Collected data entries:

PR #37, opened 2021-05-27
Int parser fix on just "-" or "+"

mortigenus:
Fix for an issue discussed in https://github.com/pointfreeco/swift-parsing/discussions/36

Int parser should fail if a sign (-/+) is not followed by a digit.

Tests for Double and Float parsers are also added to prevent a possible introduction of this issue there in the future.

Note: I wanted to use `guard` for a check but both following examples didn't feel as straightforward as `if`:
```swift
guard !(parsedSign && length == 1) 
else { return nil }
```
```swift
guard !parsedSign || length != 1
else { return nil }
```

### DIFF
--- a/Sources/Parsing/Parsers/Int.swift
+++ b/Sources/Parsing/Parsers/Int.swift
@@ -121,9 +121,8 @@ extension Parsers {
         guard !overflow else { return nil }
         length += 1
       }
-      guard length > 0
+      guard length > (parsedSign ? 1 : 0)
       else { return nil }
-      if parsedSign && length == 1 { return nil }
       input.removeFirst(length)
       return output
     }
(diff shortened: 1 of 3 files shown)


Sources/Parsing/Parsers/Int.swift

## Brief
Your answer must consist only of the lines from the one with "guard !overflow else" through the final line of the entries, each retyped exactly.

## Expected answer
         guard !overflow else { return nil }
         length += 1
       }
-      guard length > 0
+      guard length > (parsedSign ? 1 : 0)
       else { return nil }
-      if parsedSign && length == 1 { return nil }
       input.removeFirst(length)
       return output
     }
(diff shortened: 1 of 3 files shown)


Sources/Parsing/Parsers/Int.swift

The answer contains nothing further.